The ``log_action`` API of ServingEnv can be used to ingest data from offline logs. The pattern would be as follows: First, some policy is followed to produce experience data which is stored in some offline storage system. Then, RLlib creates a number of workers that use a ServingEnv to read the logs in parallel and ingest the experiences. After a round of training completes, the new policy can be deployed to collect more experiences.

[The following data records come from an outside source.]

PR #921, opened 2020-01-09
Perform expression analysis on assumed-type dummies

### LINKED ISSUE #915: CHECK fails on call to Fortran::semantics::GetExpr
Here's the Fortran source:
subroutine s1()

  type(*)  :: x
  y = x

end subroutine s1

The compiler generates the following parse tree for the expression "x" in the assignment statement:
| | | Expr -> Designator -> DataRef -> Name = 'x'

I added the following code to the compiler:

void DoChecker::Leave(const parser::Expr &parserExpr) {
    if (const auto *expr{GetExpr(parserExpr)}) {

The call to "GetExpr()" fails in the following CHECK in lib/semantics/tools.h:

struct GetExprHelper {
  const SomeExpr *Get(const parser::Expr::TypedExpr &x) {
    CHECK(x);
    return x && x->v ? &*x->v : nullptr;
  }
I can avoid this problem by testing parserExpr.typedExpr before making the call to GetExpr(), but I'm concerned that there's some other potential problem that I'll be covering over by doing this.

tskeith:
When we recognized an expression as an assumed-type dummy argument
we did not otherwise analyze it, so `typedExpr` was not filled in.
When expression check is complete we expect every `typedExpr` data
member to have a value.

The fix is always to analyze the expression and then detect the
assumed-type dummy argument.

Fixes #915.

### DIFF
--- a/lib/semantics/expression.cc
+++ b/lib/semantics/expression.cc
@@ -2061,19 +2061,21 @@ MaybeExpr ExpressionAnalyzer::Analyze(const parser::Expr::PercentLoc &x) {
   // Represent %LOC() exactly as if it had been a call to the LOC() extension
   // intrinsic function.
   // Use the actual source for the name of the call for error reporting.
-  std::optional<ActualArgument> arg;
-  if (const Symbol * assumedTypeDummy{AssumedTypeDummy(x.v.value())}) {
-    arg = ActualArgument{ActualArgument::AssumedType{*assumedTypeDummy}};
-  } else if (MaybeExpr argExpr{Analyze(x.v.value())}) {
-    arg = ActualArgument{std::move(*argExpr)};
-  } else {
+  MaybeExpr argExpr{Analyze(x.v.value())};
+  if (!argExpr) {
     return std::nullopt;
+  }
+  ActualArguments args;
+  if (const Symbol * assumedTypeDummy{AssumedTypeDummy(x.v.value())}) {
+    args.emplace_back(ActualArgument::AssumedType{*assumedTypeDummy});
+  } else {
+    args.emplace_back(std::move(*argExpr));
   }
   parser::CharBlock at{GetContextualMessages().at()};
   CHECK(at.size() >= 4);
   parser::CharBlock loc{at.begin() + 1, 3};
   CHECK(loc == "loc");
-  return MakeFunctionRef(loc, ActualArguments{std::move(*arg)});
+  return MakeFunctionRef(loc, std::move(args));
 }
 
 MaybeExpr ExpressionAnalyzer::Analyze(const parser::Expr::DefinedUnary &x) {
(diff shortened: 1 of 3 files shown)


tskeith:
> do you know what's coming back from these calls to `Analyze`?

It's a Designator containing a Symbol for the dummy argument.

klausler:
> > do you know what's coming back from these calls to `Analyze`?
> 
> It's a Designator containing a Symbol for the dummy argument.

It has to be a `std::optional<Expr<SomeType>>`, I think, wrapping (eventually) a `Designator<T>` for some Fortran type `T`, and what concerns me is that there's no Fortran type `T` that can stand for an assumed-type dummy argument.

tskeith:
> It has to be a `std::optional<Expr<SomeType>>`, I think, wrapping (eventually) a `Designator<T>` for some Fortran type `T`, and what concerns me is that there's no Fortran type `T` that can stand for an assumed-type dummy argument.

The `Expr<SomeType>` contains an `Expr<SomeDerived>` which contains a `Designator<SomeDerived>` which contains a `SymbolRef`. It's `DynamicType` is a representation of `TYPE(*)`.

If we don't analyze these expressions we need to decide when it means when `typedExpr` is not set. Currently it means that expression checking hasn't happened yet or it's the kind of expression that doesn't get analyzed (i.e. an assumed-type dummy).

psteinfeld:
> 
> 
> These changes look OK. I built a compiler with these changes and with the contents of PR #918 with the check for the null typedExpr. Everything built successfully, which was an improvement. But tests resolve40.f90 and resolve49.f90 both failed at the same CHECK in GetExprHelper when calling GetExpr() in lib/semantics/tools.h. I haven't yet isolated test cases for them.

It looks to me like the cases that are failing involve expressions that are erroneous, and the typedExpr isn't being set for them because expression analysis found errors.

klausler:
> > It has to be a `std::optional<Expr<SomeType>>`, I think, wrapping (eventually) a `Designator<T>` for some Fortran type `T`, and what concerns me is that there's no Fortran type `T` that can stand for an assumed-type dummy argument.
> 
> The `Expr<SomeType>` contains an `Expr<SomeDerived>` which contains a `Designator<SomeDerived>` which contains a `SymbolRef`. It's `DynamicType` is a representation of `TYPE(*)`.
> 
> If we don't analyze these expressions we need to decide when it means when `typedExpr` is not set. Currently it means that expression checking hasn't happened yet or it's the kind of expression that doesn't get analyzed (i.e. an assumed-type dummy).

Or that expression semantic analysis failed due to an error, too, I think.

We could extend the typed expression representation to add another item to the set of untyped entities that `Expr<SomeType>` can hold that can show up in expressions but that don't really have types (e.g., procedure pointers, BOZ literals).  An untyped `SymbolRef` would serve.  And then of course any code that deals with a top-level `Expr<SomeType>` will have to be extended to cope with an assumed-type dummy argument.  That's what I was hoping to avoid, since the only context where an assumed-type dummy can appear is as an actual argument, so I special-cased that situation in the `ActualArgument` structure.  Or we could leave the `typedExpr` pointer null here, and adjust the code that got to the failing `CHECK` to not do so.  I'm not sure which is most clear and/or robust; do you have a preference?

I don't know why the current expression analyzer returned a `Designator<SomeDerived>`; it probably should have crashed instead.

tskeith:
My concern is that if we don't have an analyzed expression for every non-erroneous `parser::Expr`, we can't count on using analyzed expressions for semantic analysis.

For example:
```
subroutine s(x)
  type(*) :: x
  y = x
end
```
Suppose we get to the AssignmentStmt and look at the `typedExpr` for the RHS. It's not set so we assume there was an expression error and don't worry about checking the assignment any further.

klausler:
> My concern is that if we don't have an analyzed expression for every non-erroneous `parser::Expr`, we can't count on using analyzed expressions for semantic analysis.
> 
> For example:
> 
> ```
> subroutine s(x)
>   type(*) :: x
>   y = x
> end
> ```
> 
> Suppose we get to the AssignmentStmt and look at the `typedExpr` for the RHS. It's not set so we assume there was an expression error and don't worry about checking the assignment any further.

In this case, expression analysis *should* have failed with a fatal error.

tskeith:
> In this case, expression analysis _should_ have failed with a fatal error.

OK, I'll try to implement a different fix that does that.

Note that envs can read from different partitions of the logs based on the ``worker_index`` attribute of the `env context <https://github.com/ray-project/ray/blob/master/python/ray/rllib/env/env_context.py>`__ passed into the environment constructor.
Batch Asynchronous
------------------
The lowest-level "catch-all" environment supported by RLlib is `AsyncVectorEnv <https://github.com/ray-project/ray/blob/master/python/ray/rllib/env/async_vector_env.py>`__. AsyncVectorEnv models multiple agents executing asynchronously in multiple environments. A call to ``poll()`` returns observations from ready agents keyed by their environment and agent ids, and actions for those agents can be sent back via ``send_actions()``. This interface can be subclassed directly to support batched simulators such as `ELF <https://github.com/facebookresearch/ELF>`__.
Under the hood, all other envs are converted to AsyncVectorEnv by RLlib so that there is a common internal path for policy evaluation.